Artigos
Café: fortes instabilidades no mercado
Em
março, manteve-se nos diferentes mercados internacionais a tendência de queda no
preço do café, que vem se manifestando desde novembro de 2002. No mercado de
Nova Iorque, o preço do arábica (Contrato C, segunda posição) recuou 8,97% na
posição de maio. No mercado de café robusta da Bolsa de Londres, a queda de
preço chegou a 10,94% e, para o café arábica na BM&F, a redução atingiu
11,06%, enquanto, para o preço composto diário da OIC, a redução foi de 8,29%
(gráfico 1). Gráfico 1 - Cotações médias mensais do café em diferentes
mercados de futuros, 2001 a 2003
Fonte: Gazeta Mercantil
Esse
comportamento das cotações continua contradizendo todos os fundamentos de
mercado, que indicam um cenário de produção de cerca de 6 milhões de sacas
inferior à demanda para o ano-safra de 2003/04, o primeiro nos últimos cinco
anos, e a manutenção dos estoques dos países consumidores, os quais deverão
reduzir-se no futuro próximo.
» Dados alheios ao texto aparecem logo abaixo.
PR #1860, opened 2020-05-28
feat(docs): remove obsolete codelab

maggieneterval:
This codelab is so old that it doesn't even describe the legacy Kubernetes provider as V1. I only found this because it was referenced in our onboarding docs.


ezimanyi (approved):
🚫 🔡 👩‍🔬 💯 ✅ 
🔛 🎓 📈

dorbin (approved):
Thanks, Maggie. This is great!

PR #1874, opened 2020-06-11
Dnilasor home garden banner update

dnilasor:
I'd like to update the spinnaker gardening days advertisement on the home page. This version contains the new registration link for the July event, along with updated copy and new event branding.

Re: @dorbin inquiry, updates to the community/gardening are to reflect the upcoming event are forthcoming, including better long-term organization (will also re: your msg)


dorbin (approved):
🥇

PR #1640, opened 2019-12-17
Clarify that the 1.18 release will be used to fine-tune stats collection

demobox:

PR #1878, opened 2020-06-16
fix(core): Update some terminology

ezimanyi:
Update the few places where we use the term 'whitelist' to better terminology.

### DIFF
--- a/community/stats/index.md
+++ b/community/stats/index.md
@@ -33,7 +33,7 @@ Spinnaker's telemetry module collects the following bits of data:
   * Each stage's:
     * Final status
     * Type
-    * Cloud Provider (if whitelisted)
+    * Cloud Provider
 
 Spinnaker's telemetry project has been reviewed and approved as compliant with the [Linux Foundation's Telemetry Data Collection and Usage Policy](https://www.linuxfoundation.org/telemetry-data-policy/#completed).
 
--- a/reference/pipeline/expressions/index.md
+++ b/reference/pipeline/expressions/index.md
@@ -26,8 +26,8 @@ be evaluated.
 Spinnaker allows you to execute Java code within a pipeline expression. This can
 be useful for string manipulation or more advanced custom logic than
 would otherwise be possible. For security reasons, you can only call methods of
-whitelisted Java classes. You can find the full list of whitelisted classes
-[here](#whitelisted-java-classes).
+specifically allowed Java classes. You can find the full list of allowed classes
+[here](#allowed-java-classes).
 
 You can use methods directly on existing map values based on their Java class.
 For example, you can process a list of values entered as a parameter using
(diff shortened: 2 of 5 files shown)


community/stats/index.md
```diff
@@ -33,7 +33,7 @@ Spinnaker's telemetry module collects the following bits of data:
   * Each stage's:
     * Final status
     * Type
-    * Cloud Provider (if whitelisted)
+    * Cloud Provider
```
ezimanyi, line 36: I just removed this particular instance, as it didn't seem like it was providing useful/helpful information.

In all of these cases (status, type, cloud provider) we only send along the field if we recognize it (ie, if it's a cloud provider we've heard of or a stage type we know about) and send "UNKNOWN" otherwise.  Maybe there's a way of saying that in a separate paragraph that makes it clear, but as it was I didn't really understand what that meant without looking at the code (and it applies to more than just the cloud provider).

reference/pipeline/expressions/index.md
```diff
@@ -261,24 +261,27 @@ For example, `${#triggerResolvedArtifact("my-image")["reference"]}` might return
 A shortcut to look up the resolved artifact in execution trigger by its type. If multiple artifacts are found, only 1 will be returned.
 For example, `${#triggerResolvedArtifactByType("docker/image")["reference"]}` might return `gcr.io/spinnaker-marketplace/orca@sha256:b48dbe7d7cb580db8512e4687d31f3710185b08afcf3cb53c0203025f93f9091`.
 
-## Whitelisted Java classes
+## Allowed Java classes
 
-You can find the code which whitelists Java classes [here](https://github.com/spinnaker/orca/blob/6d0ba0bf8af5e06c5b405b8294f07e7a5a4c335a/orca-core/src/main/java/com/netflix/spinnaker/orca/pipeline/expressions/whitelisting/InstantiationTypeRestrictor.java#L26).
-The whitelisted classes are:
+You can find the code which restricts instantiable Java classes [here](https://github.com/spinnaker/kork/blob/8e414e21625219a58afece0a812f570340882294/kork-expressions/src/main/java/com/netflix/spinnaker/kork/expressions/whitelisting/InstantiationTypeRestrictor.java#L28).
+The allowed classes are:
```
ezimanyi, line 267: I updated the link to point to where the code currently lives, and also added three more classes that have been added to the code.

setup/monitoring/stackdriver.md
```diff
@@ -108,11 +108,6 @@ Proceed to [install the dashboards](#installing-the-stackdriver-dashboards)
 
 ## Installing the Stackdriver dashboards
 
-*__Note__: The Stackdriver Dashboard API is currently whitelisted, so
-you need a registered STACKDRIVER_API key in order to use it. If you
-are so inclined, [contact your sales
-representative](https://cloud.google.com/contact/){:target="\_blank"}.
-
```
ezimanyi, line 115: This caveat is 3 years old and appears to no longer be true; as far as I can tell this is [GA now](https://cloud.google.com/monitoring/dashboards/api-dashboard).

setup/security/authorization/index.md
```diff
@@ -29,7 +29,7 @@ Permissions can be attached to applications and (provider) accounts. A permissio
 
 Keep these in mind as you consider your authorization strategy:
 
-1) Fiat's authorization model is a whitelist that is open by default. In other words, when a resource does _not_ 
+1) Fiat's authorization model open by default. In other words, when a resource does _not_
```
ezimanyi, line 32: In this case, I did not replace with another term as it seems like the point of this paragraph is that it is open by default, and didn't want to detract from that.

markjacksonfishing (approved):
non-binding +1

community/stats/index.md
dorbin: Good point that this applies to all these items, not just provider. 
It [_looks like_](https://github.com/spinnaker/spinnaker.github.io/pull/1640) this is a setting that can be enabled/disabled (enabled by default, as of 1.19).

dorbin (approved):
I just had one question about the "Cloud Provider (if whitelisted)" part, but am approving.

I'm gonna add to the Doc SIG agenda that we consider addressing whitelist/blacklist terminolgy sitewide.

community/stats/index.md
ezimanyi: Yes, stats collection is indeed controllable by a setting (which is now enabled by default).

The issue here is whether, if someone built a custom cloud provider named `my-sensitive-cloud-provider`, if we would send that cloud provider name as part of the stats collection.   (Similarly if I made a custom stage called `eric-custom-stage-secret`, would we send that along.)

The answer in both cases is that we won't, because we have a list of known providers/stages and the client code only sends along those we know about, and just sends along `UNKNOWN` if it's not one in that list.

Let me know if you think we should add something to this effect in that section; I'm not sure if this is helpful information or just going to confuse people.

ezimanyi:
This was all places I could find in the docs that use the terminology, so unless I missed something, there shouldn't be any other follow-up work needed.

ezimanyi:
Will merge this, but happy to circle back and add a clarification on the stats item.

PR #1883, opened 2020-06-18
chore(docs): Fix misnamed property listed in orca sql configuration

clanesf:
While going through some recent database troubleshooting, it came to my attention that the property `connectionTimeout` on this page should actually be `connectionTimeoutMs`.

Using just `connectionTimeout` does not work which is only noticable if you are trying to increase the timeout because you are hitting it and realize that adjusting this value doesn't do anything. Correcting this in case anyone else runs into similar scaling issues and needs to be able to adjust this value.

Property names are taken from https://github.com/spinnaker/kork/blob/master/kork-sql/src/main/kotlin/com/netflix/spinnaker/kork/sql/config/ConnectionPoolProperties.kt

It's also correct on the page https://github.com/spinnaker/orca/blob/7c4d3ceece4063dc62e46913b62da67dfddd452b/orca-peering/README.md#operating-notes but somehow it was overlooked here.


setup/productionize/persistence/orca-sql.md
```diff
@@ -64,7 +64,8 @@ sql:
     jdbcUrl: jdbc:mysql://localhost:3306/orca
     user: orca_service
     password: hunter2
-    connectionTimeout: 5000
+    connectionTimeoutMs: 5000 
+    maxLifetimeMs: 30000
     maxLifetime: 30000
```
robzienert, line 69: Looks like you're missing the removal of `maxLifetime`.

robzienert (changes requested):

robzienert:
Looks great after the comment is fixed. Thanks!

PR #1885, opened 2020-06-18
fix(plugins): remove edit plugin command docs

edgarulg:
I am removing the documentation of edit plugin command because that functionality no longer exist on Halyard CLI. Here is the PR for remove it: https://github.com/spinnaker/halyard/pull/1678


link108 (approved):
Thank you @edgarulg!

PR #1898, opened 2020-07-02
docs(kubernetes): Add release notes about job suffix change

ezimanyi:
The 1.22 release will change the default for whether we add a suffix to Kubernetes jobs. Add a release note about this.

### DIFF
--- a/community/releases/next-release-preview/index.md
+++ b/community/releases/next-release-preview/index.md
@@ -12,3 +12,38 @@ in the next release of Spinnaker. These notes will be prepended to the release
 changelog.
 
 ## Coming Soon in Release 1.22
+
+### (Breaking Change) Suffix no longer added to jobs created by Kubernetes _Run Job_ stage
+
+Spinnaker no longer automatically appends a unique suffix to the name of jobs
+created by the Kubernetes _Run Job_ stage. Prior to this release, if you
+specified `metadata.name: my-job`, Spinnaker would update the name to
+`my-job-[random-string]` before deploying the job to Kubernetes. As of this
+release, the job's name will be passed through to Kubernetes exactly as
+supplied.
+
+To continue having a random suffix added to the job name, set the
+`metadata.generateName` field instead of `metadata.name`, which causes the
+[Kubernetes API](https://kubernetes.io/docs/reference/using-api/api-concepts/#generated-values)
+to append a random suffix to the name.
+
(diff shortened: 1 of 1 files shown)


ezimanyi:
I also realize that I didn't add a note about this in the 1.21 release notes.  While there was no explicit change about this in the 1.21 release notes, I think it makes sense to add something for visibility.  Barring objections, I'll edit the gist for the 1.21 release and add the following.  (While a few people may have already read the notes and will miss this, we're early enough in the cycle that it's probably worth advertising this more.)

### (Upcoming Breaking Change) Suffix no longer added to jobs created by Kubernetes _Run Job_ stage

In 1.22, Spinnaker will no longer automatically append a unique suffix to the name of jobs created by the Kubernetes _Run Job_ stage. Currently, if you specify `metadata.name: my-job`, Spinnaker updates the name to `my-job-[random-string]` before deploying the job to Kubernetes. As of Spinnaker 1.22, the job's name will be passed through to Kubernetes exactly as supplied.

To continue having a random suffix added to the job name, users should specify the `metadata.generateName` field instead of `metadata.name`, which will cause the [Kubernetes API](https://kubernetes.io/docs/reference/using-api/api-concepts/#generated-values) to append a random suffix to the name.

This change is particularly important for users who are using the preconfigured job stage for Kubernetes, or who are otherwise sharing job stages among different pipelines. In these cases, jobs are often running concurrently, and it is important that each job have a unique name. In order to retain the current behavior, these users will need to manually update their Kubernetes job manifests to use the `generateName` field.

Users of Spinnaker 1.21 can opt in to this new behavior by setting `kubernetes.jobs.append-suffix: false` in their `clouddriver-local.yml`.  This behavior will become the default in Spinnaker 1.22 with an ability to opt out.  The ability to opt out will be removed in Spinnaker 1.23.

Users are encouraged to update any necessary jobs to specify `metadata.generateName` between now and Spinnaker 1.22.  Specifying a `metadata.generateName` will cause a suffix to be appended, regardless of the above flag, so users can incrementally update their jobs and then opt in to the new behavior once all jobs have been updated.  It is *not* necessary to set the above flag before starting to use the `metadata.generateName` field.

maggieneterval (approved):
📝 🏃 🔨 📛 ➕ 🔤 ✅ 

Sounds good re: editing the 1.21 curated changelog as well!

PR #1929, opened 2020-07-17
docs(fix): add content to section index pages

### LINKED ISSUE #1925: Plugin creation page is empty
Page: [/guides/developer/plugin-creators/](https://www.spinnaker.io/guides/developer/plugin-creators/)

Feedback: Plugin creation guide page is empty. Step by step guide should be created (screenshots and code snippets would be nice)

aimeeu:
Add content to section index pages in case users click on the breadcrumbs instead of the left navigation tree.

Fixes: https://github.com/spinnaker/spinnaker.github.io/issues/1925

### DIFF
--- a/guides/developer/dev-env/index.md
+++ b/guides/developer/dev-env/index.md
@@ -5,3 +5,9 @@ sidebar:
   nav: guides
 ---
 
+This section contains the following content:
+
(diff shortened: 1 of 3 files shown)


dorbin (approved):
Nit: the order of the subsections doesn't match the order they're listed in the nav tree. I don't think that's a very big deal.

Um dos fatores que têm influenciado o mercado do
café, bem como o de outras commodities, é a ocorrência da guerra no Iraque, que
induz os fundos para vendas de suas posições no mercado de café na Bolsa de Nova
Iorque. Esta situação apresentou ligeira mudança na primeira semana de abril,
recuperando em parte as cotações do produto nos diferentes mercados.
Os cafeicultores brasileiros também estão enfrentando uma valorização do real em
relação ao dólar de 6,27% no mês de março, além da queda no preço de seu produto
no mercado internacional (da ordem de 10%). Esses dois fenômenos juntos afetam
os negócios, pois os produtores estão recebendo menos reais por saca exportada,
dificultando as transações com os exportadores.
No mercado interno, os preços médios recebidos pelos produtores em março
apresentaram queda de 8,76%, em função da menor taxa de reais por dólar e da
diminuição das cotações no mercado internacional (gráfico 2).
Todavia, mesmo reconhecendo a queda momentânea das cotações de café em mercados
de futuros nos últimos 12 meses, verifica-se alta acumulada menos expressiva
para o arábica, de apenas 3,35% e 2,87% respectivamente na BM&F e na bolsa
de Nova Iorque, e para o robusta, de 35,70% na bolsa de Londres.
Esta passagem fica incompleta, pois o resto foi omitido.